▶ EXERCISE BRIEF
Work through the data line by line, gathering every line that has the word "patch".

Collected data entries
--

PR #1164, opened 2018-02-17
add .codecov.yml and disable patch coverage

kevinbarabash:
It doesn't make sense to have a target for patch coverage b/c you may be editing a file that has really low coverage to begin with and it shouldn't be your responsibility to bring it up to the target as part of the PR.


kevinbarabash:
Only project-level coverage is being computed now.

--

▶ ANSWER TO THIS PROBLEM
add .codecov.yml and disable patch coverage
It doesn't make sense to have a target for patch coverage b/c you may be editing a file that has really low coverage to begin with and it shouldn't be your responsibility to bring it up to the target as part of the PR.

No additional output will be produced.